Testo dell'articoloVigente

Informazione giuridica di carattere generale — Il presente contenuto costituisce informazione giuridica di carattere generale e non sostituisce in alcun modo il parere di un avvocato iscritto all’Albo. La norma riportata è tratta da fonti ufficiali (Normattiva, Gazzetta Ufficiale) e il commento ha finalità divulgativa. Per la valutazione del caso specifico è necessario consultare un professionista abilitato.
Art. 12 L. 184/1983 – Convocazione e audizione dei genitori o parenti

Testo vigente — Legge 4 maggio 1983, n. 184 (aggiornato da Normattiva)

Quando attraverso le indagini effettuate consta l'esistenza dei genitori o di parenti entro il quarto grado indicati nell'articolo precedente, che abbiano mantenuto rapporti significativi con il minore, e ne è nota la residenza, il presidente del tribunale per i minorenni con decreto motivato fissa la loro comparizione, entro un congruo termine, dinanzi a sé o ad un giudice da lui delegato. Nel caso in cui i genitori o i parenti risiedano fuori dalla circoscrizione del tribunale per i minorenni che procede, la loro audizione può essere delegata al tribunale per i minorenni del luogo della loro residenza. In caso di residenza all'estero è delegata l'autorità consolare competente. Udite le dichiarazioni dei genitori o dei parenti, il presidente del tribunale per i minorenni o il giudice delegato, ove ne ravvisi l'opportunità, impartisce con decreto motivato ai genitori o ai parenti prescrizioni idonee a garantire l'assistenza morale, il mantenimento, l'istruzione e l'educazione del minore, stabilendo al tempo stesso periodici accertamenti da eseguirsi direttamente o avvalendosi del giudice tutelare o dei servizi locali, ai quali può essere affidato l'incarico di operare al fine di più validi rapporti tra il minore e la famiglia. Il presidente o il giudice delegato può, altresì, chiedere al pubblico ministero di promuovere l'azione per la corresponsione degli alimenti a carico di chi vi è tenuto per legge e, al tempo stesso, dispone, ove d'uopo, provvedimenti temporanei ai sensi del comma 3 dell'articolo 10.

Commento

Il contraddittorio con i genitori prima della dichiarazione di adottabilità.
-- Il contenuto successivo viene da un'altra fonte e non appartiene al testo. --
PR #1867, opened 2023-07-17
[SYSTEMDS-3542] Compressed transfer to/from federated workers

Jaybit0:
This PR adds the option to add compression to the federated workers. Right now, only `none` and `zlib` are supported compression strategies that can be set in the config file at `sysds.federated.compression`. For benchmarking, some extra pipelines have been added (might not be the best way to get the statistics).


src/main/java/org/apache/sysds/runtime/controlprogram/federated/FederatedData.java
```diff
@@ -22,14 +22,14 @@
 import java.io.Serializable;
 import java.net.ConnectException;
 import java.net.InetSocketAddress;
-import java.util.ArrayList;
-import java.util.HashSet;
-import java.util.List;
-import java.util.Set;
+import java.util.*;
```
Baunsgaard, line 25: No wild card imports, you can configure your IDE to not do this

src/main/java/org/apache/sysds/runtime/controlprogram/federated/FederatedData.java
```diff
@@ -238,12 +233,18 @@ private static ChannelInitializer<SocketChannel> createChannel(InetSocketAddress
...
 				if(ssl)
 					cp.addLast(createSSLHandler(ch, address));
 				if(timeout > -1)
 					cp.addLast(new ReadTimeoutHandler(timeout));
-				cp.addLast(FederationUtils.decoder(), new FederatedRequestEncoder(), handler);
+				// cp.addLast(FederationUtils.decoder(), new FederatedRequestEncoder(), handler);
+				compressionStrategy.ifPresent(strategy -> cp.addLast(strategy.left));
+				cp.addLast(FederationUtils.decoder());
+				compressionStrategy.ifPresent(strategy -> cp.addLast(strategy.right));
+				cp.addLast(new FederatedRequestEncoder());
```
Baunsgaard, line 246: Is it correct when it always adds the decoder even if no compression is specified? 
Should it not only conditionally ad the decoder?
Or is this what the if Present does?

src/main/java/org/apache/sysds/runtime/controlprogram/federated/FederatedWorker.java
```diff
@@ -21,18 +21,24 @@
...
 import java.io.Serializable;
 import java.security.cert.CertificateException;
+import java.util.Optional;
 import java.util.concurrent.SynchronousQueue;
 import java.util.concurrent.ThreadPoolExecutor;
 import java.util.concurrent.TimeUnit;
 
 import javax.net.ssl.SSLException;
 
+import io.netty.channel.*;
```
Baunsgaard, line 31: no wildcard imports

src/main/java/org/apache/sysds/runtime/controlprogram/federated/compression/CompressionEncoder.java
```diff
@@ -0,0 +1,23 @@
+package org.apache.sysds.runtime.controlprogram.federated.compression;
```
Baunsgaard, line 1: License

src/test/scripts/functions/federated/io/FederatedCompressionTest.dml
```diff
@@ -0,0 +1,24 @@
...
+# "AS IS" BASIS, WITHOUT WARRANTIES OR CONDITIONS OF ANY
+# KIND, either express or implied.  See the License for the
+# specific language governing permissions and limitations
+# under the License.
+#
+#-------------------------------------------------------------
+
+x = read($fedmatrix)
+x = x+1
+write(x, $out)
```
Baunsgaard, line 24: new line in end of file

src/test/scripts/functions/federated/io/FederatedCompressionTest1Reference.dml
```diff
@@ -0,0 +1,24 @@
...
+# "AS IS" BASIS, WITHOUT WARRANTIES OR CONDITIONS OF ANY
+# KIND, either express or implied.  See the License for the
+# specific language governing permissions and limitations
+# under the License.
+#
+#-------------------------------------------------------------
+
+x = read($fedmatrix)
+x = x+1
+write(x, $out)
```
Baunsgaard, line 24: newline in end of file

src/test/scripts/functions/federated/io/config/NoneCompressionConfig.xml
```diff
@@ -0,0 +1,29 @@
...
+<root>
+    <!-- The number of theads for the spark instance artificially selected-->
+    <sysds.local.spark.number.threads>2</sysds.local.spark.number.threads>
+    <!-- The timeout of the federated tests to initialize the federated matrixes -->
+    <sysds.federated.initialization.timeout>2</sysds.federated.initialization.timeout>
+    <!-- The timeout of each instruction sent to federated workers -->
+    <sysds.federated.timeout>128</sysds.federated.timeout>
+    <!-- sets the federated compression strategy (none, zlib) -->
+    <sysds.federated.compression>none</sysds.federated.compression>
+</root>
```
Baunsgaard, line 29: newline

src/test/java/org/apache/sysds/test/functions/federated/io/FederatedCompressionTest.java
```diff
@@ -0,0 +1,150 @@
...
+    }
+
+    @Test
+    public void testFederatedReadWriteCompressionStrategies() {
+        federatedReadWriteCompression();
+    }
+
+    public void federatedReadWriteCompression() {
+        System.out.println("CompressionStrategy: " + compressionStrategy);
+        System.out.println("Dim: " + dim);
```
Baunsgaard, line 92: try to avoid printing in the tests, to reduce the clutter when the test is run in github.

Baunsgaard (commented):
LGTM

The PR looks good, my comments are mainly cosmetic, but should be fixed before merge.

src/main/java/org/apache/sysds/runtime/controlprogram/federated/FederatedData.java
Jaybit0: Exactly, the consumer to add the decoder / encoder will only be executed if the optional value is not empty (see [java docs](https://docs.oracle.com/javase/8/docs/api/java/util/Optional.html#ifPresent-java.util.function.Consumer-))

src/test/java/org/apache/sysds/test/functions/federated/io/FederatedCompressionTest.java
Jaybit0: Should I remove all printing (including the Federated Compression Statistics)? There, helpful information regarding the compression performance (duration and ratio) is printed to validate the compression strategy. Or should I use a Logger for that?

Jaybit0:
Apparently my test took a long time (assuming this is the reason for cancellation and 1h30m execution time). However, when running my test locally, I do not seem to have any problems (the test finishes in less than 10s). I'm not sure why this happens but it seems like LZ4 compression does not work properly here (according to the logs). Should I remove this compression strategy and try again?

src/test/java/org/apache/sysds/test/functions/federated/io/FederatedCompressionTest.java
Baunsgaard: Sure you can use the logger for this. 
Only requirement is that there is no prints if the test is behaving as it should, and informative prints if it fails.
Remember that there is over half a million tests and if each print... then that is to much printing.

Baunsgaard:
> Apparently my test took a long time (assuming this is the reason for cancellation and 1h30m execution time). However, when running my test locally, I do not seem to have any problems (the test finishes in less than 10s). I'm not sure why this happens but it seems like LZ4 compression does not work properly here (according to the logs). Should I remove this compression strategy and try again?

The test passed the second time. Sometimes, unfortunately, the testing instances encounter some difficulties, and waits for a thread that never finishes, making our tests timeout, In a second pass it did not so all is fine for your PR.

Baunsgaard:
Please mark the comments as resolved, if you are done with them. Thanks!

PR #1870, opened 2023-08-01
[SYSTEMDS-3579] optimisation for row sum, col sum, full sum, matrix multiplication + serialisation for deduplicated denseblock 

e-strauss:
- optimisation for row sum, col sum and full sum for deduplicated denseblock
- optimisation for matrix multiplication if left-hand side is a deduplicated denseblock 
- implemented specialised serialisation for deduplicated denseblock


phaniarnab:
Thanks @e-strauss for the support for the *sum instructions and serialization.
I removed the unused includes and moved the special handling code to separate util methods.

PR #596, opened 2021-09-08
BSP import: don't add Scala library to runtime classpath in Scala SDK

lrytz:
When importing a project through bsp, the compiler classpath
(scala-library, scala-reflect, scala-compiler) obtained through
bsp should only be used for the "Compiler classpath" section of the
Scala SDK.

Before this change, the classpath was also added to the module's
`<CLASSES>` ("Standard library" section of the Scala SDK in the UI).
This is
  - slightly incorrect, because it adds the scala-compiler jar to the
    module's classpath
  - not needed, because the scala-library is added to the module's
    classpath as a separate library

https://github.com/scala/scala-dev/issues/786#issuecomment-914567436


jastice (approved):
Had to check for unintended side effects, but it seems fine :)

jastice:
Merging was causing troubles so I applied this change manually. Thank you!

https://github.com/JetBrains/intellij-scala/commit/86c9f393244b4b65230d77ad1c53a8d002ada05d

L'articolo 12 garantisce ai genitori e ai parenti significativi del minore il diritto di essere ascoltati prima che il tribunale si pronunci sull'adottabilità. Se le indagini hanno accertato la loro esistenza e ne è nota la residenza, il presidente del tribunale per i minorenni emette un decreto motivato che ne fissa la comparizione.

La norma consente la delega dell'audizione al tribunale per i minorenni del luogo di residenza dei soggetti, quando questi risiedano fuori dalla circoscrizione del tribunale procedente. Se risiedono all'estero, l'audizione è affidata all'autorità consolare competente. Questo sistema garantisce l'effettività del contraddittorio anche nei casi di dispersione geografica della famiglia.

L'esito dell'audizione può avere due conseguenze positive per la famiglia di origine: se il presidente ne ravvisa l'opportunità, anziché procedere direttamente alla dichiarazione di adottabilità, impartisce prescrizioni ai genitori o ai parenti per garantire l'assistenza morale, il mantenimento, l'istruzione e l'educazione del minore, fissando periodici accertamenti e affidando ai servizi locali il compito di rafforzare i rapporti. Può anche chiedere al pubblico ministero di attivare l'azione per gli alimenti a carico dei soggetti tenuti per legge.

Casi pratici

Caso 1: Prescrizioni ai genitori per evitare l'adottabilità

Le indagini su Caio rivelano che la madre, pur in gravi difficoltà personali, ha sempre mantenuto un rapporto affettivo col figlio. Convocata e ascoltata, dimostra volontà di migliorare. Il presidente del tribunale, anziché procedere all'adottabilità, le impartisce prescrizioni precise sull'assistenza al minore e affida ai servizi sociali il compito di monitorare l'evoluzione della situazione con verifiche periodiche.

Domande frequenti

I genitori vengono sentiti prima della dichiarazione di adottabilità?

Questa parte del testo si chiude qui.